I don't really know anything about your data, and as I said above it seems like it might be unusual, so it's hard to give recommendations. What I can say is that I always run CHESS with multiple window sizes (e.g. 100x, 150x) and resolutions (e.g. 5 kb, 10, kb, 20 kb) on any new datasets, to see how similar the ssim score across the genome is across different parameters (it should be similar - if not, it's driven by noise and you should consider using a lower resolution). You can also reduce false positives by only taking regions which come up with multiple parameter combinations. I usually don't use the highest resolution that I would use for visualising my data for CHESS - i.e., if it looks good and/or reaches the threshold set by Rao et al 2014 at 5 kb resolution, I would use 10 kb for CHESS. In my experience the highest possible resolution is often too noisy to give good results (for what it's worth I also find this to be the case for insulation / TAD calling, too). Nick might have some other suggestions as well. I hope that helps - really I think you always need to try a few different parameter combinations until you find what gives robust results on any new dataset. It's easier for samples that have really obvious systematic changes, but most datasets don't have those.

mujahida87 commented 3 years ago

Hi @liz-is I'm a beginner and have a very basic question. can we also use "fanc compare" instead of "chess" to see the 3D chromatin organization differences between two developmental stages of the same species? thank you

kaukrise commented 3 years ago

Hi @mujahida87,

thanks for the important question.

fanc compare does a simple, pixel-wise comparison of two Hi-C matrices, for example as a difference or fold-change matrix. If you already know where conformational changes are expected, this might be all you need. You can simply manually look at the region to confirm that expected differences are visible in the comparison matrix. The API docs have a number of examples that illustrate this: https://fan-c.readthedocs.io/en/latest/api/analyse/comparisons.html.

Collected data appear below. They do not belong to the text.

PR #391, opened 2021-04-09
Feature enable popover text icon items to be tracked with data test

RueRivoli:
### Description
Write a new prop data-set in internal component IconTextItem to track actions on items.

### DIFF
--- a/packages/kotti-ui/source/kotti-popover/KtPopover.vue
+++ b/packages/kotti-ui/source/kotti-popover/KtPopover.vue
@@ -12,7 +12,7 @@
 				<IconTextItem
 					v-for="(option, index) in options"
 					:key="index"
-					:data-test="option.dataTest"
+					:dataTest="option.dataTest"
 					:icon="option.icon"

However, what if you don't know where the differences between two matrices are? It would be a daunting task to manually inspect every single region in the genome to find any differences by eye. For extremely high resolution matrices, such as Micro-C, this may be almost impossible. This is what CHESS does for you. When you feed it two matrices, it not only calculates the comparison, but it identifies and ranks genomic regions by how different they are! This greatly simplifies looking for 3D conformational differences automatically, in an unbiased manner. (Additionally, you can even classify differences into different types).

You can still use fanc compare and fancplot for visualisation, however.

I hope this clarifies the issue! Cheers, Kai

mujahida87 commented 3 years ago

Hi @kaukrise,

Thank you very much for the detailed explanation :) It really helps to get a basic understanding before starting my analysis.

I have run CHESS for 3D chromatin differences between two of my samples and get the tsv file with differences (image attached). But what I'm confused about now, how to visualize these differences as you have shown in the example. Is there a way to plot them using FANC or any other visualization tool, because I'm not familiar to use jupyter notebook. Screenshot 2021-05-27 at 10 59 24

Thank you

kaukrise commented 3 years ago

The ID column corresponds to the region in the pairs file you specified when running CHESS. If you are familiar with FAN-C already, just plot that region using either fancplot or the Python API. You can also compute the comparison matrix using fanc compare, as you mentioned, and plot it the same way.